_Dataset:_
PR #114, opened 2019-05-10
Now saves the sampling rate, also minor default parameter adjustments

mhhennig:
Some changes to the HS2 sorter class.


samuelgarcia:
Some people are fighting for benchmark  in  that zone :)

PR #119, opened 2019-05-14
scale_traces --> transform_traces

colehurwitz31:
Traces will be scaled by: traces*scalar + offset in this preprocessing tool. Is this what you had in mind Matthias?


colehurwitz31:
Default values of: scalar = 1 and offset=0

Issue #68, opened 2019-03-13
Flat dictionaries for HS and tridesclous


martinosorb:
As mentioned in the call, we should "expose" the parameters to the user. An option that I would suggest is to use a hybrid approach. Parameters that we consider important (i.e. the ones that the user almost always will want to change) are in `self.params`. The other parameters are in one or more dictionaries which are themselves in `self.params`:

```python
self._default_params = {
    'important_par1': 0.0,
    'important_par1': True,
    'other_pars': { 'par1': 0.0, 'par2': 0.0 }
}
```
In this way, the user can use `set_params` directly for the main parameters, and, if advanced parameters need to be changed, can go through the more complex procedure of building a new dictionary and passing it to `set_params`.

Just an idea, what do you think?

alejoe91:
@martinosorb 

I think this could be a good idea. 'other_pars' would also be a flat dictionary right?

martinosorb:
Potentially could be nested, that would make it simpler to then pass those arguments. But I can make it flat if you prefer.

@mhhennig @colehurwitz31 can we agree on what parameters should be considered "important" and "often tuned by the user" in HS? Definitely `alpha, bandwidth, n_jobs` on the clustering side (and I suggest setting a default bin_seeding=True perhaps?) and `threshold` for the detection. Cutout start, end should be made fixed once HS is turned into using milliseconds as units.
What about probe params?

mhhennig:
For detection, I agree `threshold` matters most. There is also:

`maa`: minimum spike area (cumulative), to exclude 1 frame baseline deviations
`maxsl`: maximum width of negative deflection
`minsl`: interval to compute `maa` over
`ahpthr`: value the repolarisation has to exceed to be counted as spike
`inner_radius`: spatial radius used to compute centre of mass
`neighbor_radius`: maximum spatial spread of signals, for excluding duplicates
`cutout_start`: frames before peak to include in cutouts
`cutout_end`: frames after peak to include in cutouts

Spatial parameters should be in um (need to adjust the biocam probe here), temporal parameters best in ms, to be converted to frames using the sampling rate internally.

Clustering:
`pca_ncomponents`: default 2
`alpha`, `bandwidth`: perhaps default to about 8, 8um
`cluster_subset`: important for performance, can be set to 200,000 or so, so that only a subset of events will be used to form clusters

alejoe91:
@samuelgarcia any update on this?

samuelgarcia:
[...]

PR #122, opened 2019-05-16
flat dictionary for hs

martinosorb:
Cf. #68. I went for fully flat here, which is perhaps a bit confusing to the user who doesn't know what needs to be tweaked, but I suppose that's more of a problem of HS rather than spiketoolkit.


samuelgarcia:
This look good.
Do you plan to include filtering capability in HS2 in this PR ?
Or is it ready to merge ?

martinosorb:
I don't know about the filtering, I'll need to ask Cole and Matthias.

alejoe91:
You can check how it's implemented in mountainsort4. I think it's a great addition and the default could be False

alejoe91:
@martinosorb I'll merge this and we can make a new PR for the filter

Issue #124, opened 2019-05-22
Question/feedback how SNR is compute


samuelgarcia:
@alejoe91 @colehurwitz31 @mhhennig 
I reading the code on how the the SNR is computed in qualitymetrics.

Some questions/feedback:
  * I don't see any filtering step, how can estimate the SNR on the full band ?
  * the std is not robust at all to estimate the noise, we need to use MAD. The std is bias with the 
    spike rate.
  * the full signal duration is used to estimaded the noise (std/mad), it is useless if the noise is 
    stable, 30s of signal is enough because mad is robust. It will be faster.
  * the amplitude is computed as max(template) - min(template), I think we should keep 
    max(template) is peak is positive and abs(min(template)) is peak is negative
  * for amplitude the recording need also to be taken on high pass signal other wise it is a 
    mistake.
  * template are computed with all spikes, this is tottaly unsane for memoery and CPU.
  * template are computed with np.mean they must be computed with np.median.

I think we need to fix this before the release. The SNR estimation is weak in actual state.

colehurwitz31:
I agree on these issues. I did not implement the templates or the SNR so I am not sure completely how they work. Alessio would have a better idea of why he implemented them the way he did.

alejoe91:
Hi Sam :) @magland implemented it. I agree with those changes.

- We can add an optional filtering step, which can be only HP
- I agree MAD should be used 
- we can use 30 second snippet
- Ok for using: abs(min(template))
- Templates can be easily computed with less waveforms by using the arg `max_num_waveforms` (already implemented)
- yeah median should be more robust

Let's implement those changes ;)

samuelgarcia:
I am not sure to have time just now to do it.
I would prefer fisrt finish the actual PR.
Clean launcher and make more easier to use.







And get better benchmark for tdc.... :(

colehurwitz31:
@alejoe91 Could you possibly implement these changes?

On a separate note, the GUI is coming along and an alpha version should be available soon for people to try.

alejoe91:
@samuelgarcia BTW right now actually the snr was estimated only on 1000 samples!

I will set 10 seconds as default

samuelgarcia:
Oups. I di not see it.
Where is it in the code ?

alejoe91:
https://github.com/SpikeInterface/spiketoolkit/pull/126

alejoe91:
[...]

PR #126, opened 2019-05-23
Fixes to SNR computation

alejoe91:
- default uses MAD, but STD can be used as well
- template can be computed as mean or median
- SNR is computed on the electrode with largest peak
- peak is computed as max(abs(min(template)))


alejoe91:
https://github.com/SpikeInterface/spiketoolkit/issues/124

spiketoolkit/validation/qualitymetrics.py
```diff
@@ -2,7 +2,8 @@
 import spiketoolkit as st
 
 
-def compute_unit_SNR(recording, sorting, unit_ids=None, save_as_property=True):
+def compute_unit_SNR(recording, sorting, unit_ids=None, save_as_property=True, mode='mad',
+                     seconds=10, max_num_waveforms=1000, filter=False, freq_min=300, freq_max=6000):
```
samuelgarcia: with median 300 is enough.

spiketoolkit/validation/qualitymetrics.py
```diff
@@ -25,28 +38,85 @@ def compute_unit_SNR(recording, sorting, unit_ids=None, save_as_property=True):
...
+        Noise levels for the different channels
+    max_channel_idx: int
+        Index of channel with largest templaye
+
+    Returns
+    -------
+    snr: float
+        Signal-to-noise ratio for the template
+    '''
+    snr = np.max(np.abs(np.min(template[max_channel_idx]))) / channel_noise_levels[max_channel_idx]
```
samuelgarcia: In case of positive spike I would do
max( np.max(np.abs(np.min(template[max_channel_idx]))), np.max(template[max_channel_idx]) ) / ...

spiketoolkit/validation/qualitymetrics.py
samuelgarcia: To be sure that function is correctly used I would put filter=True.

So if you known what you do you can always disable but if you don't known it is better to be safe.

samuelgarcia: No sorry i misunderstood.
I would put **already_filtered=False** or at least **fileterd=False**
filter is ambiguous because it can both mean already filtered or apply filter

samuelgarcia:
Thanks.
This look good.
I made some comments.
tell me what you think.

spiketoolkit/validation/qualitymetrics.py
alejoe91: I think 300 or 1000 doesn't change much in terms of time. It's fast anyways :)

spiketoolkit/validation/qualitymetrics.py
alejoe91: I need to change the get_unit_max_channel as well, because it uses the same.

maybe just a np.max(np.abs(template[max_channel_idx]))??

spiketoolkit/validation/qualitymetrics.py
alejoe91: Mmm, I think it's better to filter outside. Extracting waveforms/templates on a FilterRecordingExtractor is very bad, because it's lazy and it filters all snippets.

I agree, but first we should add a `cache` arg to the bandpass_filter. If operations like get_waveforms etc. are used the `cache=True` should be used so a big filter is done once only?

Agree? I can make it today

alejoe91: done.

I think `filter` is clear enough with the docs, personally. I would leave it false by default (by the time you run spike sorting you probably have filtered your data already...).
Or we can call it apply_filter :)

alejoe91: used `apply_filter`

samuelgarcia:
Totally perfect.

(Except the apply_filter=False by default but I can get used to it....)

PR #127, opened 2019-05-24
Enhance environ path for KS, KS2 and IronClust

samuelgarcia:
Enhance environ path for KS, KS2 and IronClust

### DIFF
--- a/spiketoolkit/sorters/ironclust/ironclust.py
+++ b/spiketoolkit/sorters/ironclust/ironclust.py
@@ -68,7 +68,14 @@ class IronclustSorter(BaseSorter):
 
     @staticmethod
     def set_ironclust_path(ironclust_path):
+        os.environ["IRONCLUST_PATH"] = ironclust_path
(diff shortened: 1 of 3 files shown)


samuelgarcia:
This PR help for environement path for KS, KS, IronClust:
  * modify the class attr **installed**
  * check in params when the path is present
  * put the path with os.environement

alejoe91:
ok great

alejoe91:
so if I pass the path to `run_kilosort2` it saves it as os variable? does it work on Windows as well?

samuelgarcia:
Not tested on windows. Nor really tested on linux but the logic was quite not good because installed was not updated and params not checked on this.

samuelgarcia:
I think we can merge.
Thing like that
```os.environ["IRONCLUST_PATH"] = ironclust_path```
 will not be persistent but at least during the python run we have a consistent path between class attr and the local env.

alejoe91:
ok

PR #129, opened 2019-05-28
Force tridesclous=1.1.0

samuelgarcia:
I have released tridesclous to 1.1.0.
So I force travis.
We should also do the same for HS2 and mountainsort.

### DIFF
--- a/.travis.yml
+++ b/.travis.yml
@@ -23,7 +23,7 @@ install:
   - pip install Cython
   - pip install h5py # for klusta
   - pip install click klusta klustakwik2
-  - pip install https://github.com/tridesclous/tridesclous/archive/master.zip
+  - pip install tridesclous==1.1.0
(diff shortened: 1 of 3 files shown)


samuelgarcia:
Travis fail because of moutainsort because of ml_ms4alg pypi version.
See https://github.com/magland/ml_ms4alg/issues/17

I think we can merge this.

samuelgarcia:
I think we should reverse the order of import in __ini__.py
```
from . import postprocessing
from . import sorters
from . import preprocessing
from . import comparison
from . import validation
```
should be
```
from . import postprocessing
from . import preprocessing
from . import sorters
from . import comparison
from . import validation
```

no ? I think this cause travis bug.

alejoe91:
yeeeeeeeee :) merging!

_Description of the task:_ Search the data for "offset" and list every line in which it occurs.

_Solution to this task:_
Traces will be scaled by: traces*scalar + offset in this preprocessing tool. Is this what you had in mind Matthias?
Default values of: scalar = 1 and offset=0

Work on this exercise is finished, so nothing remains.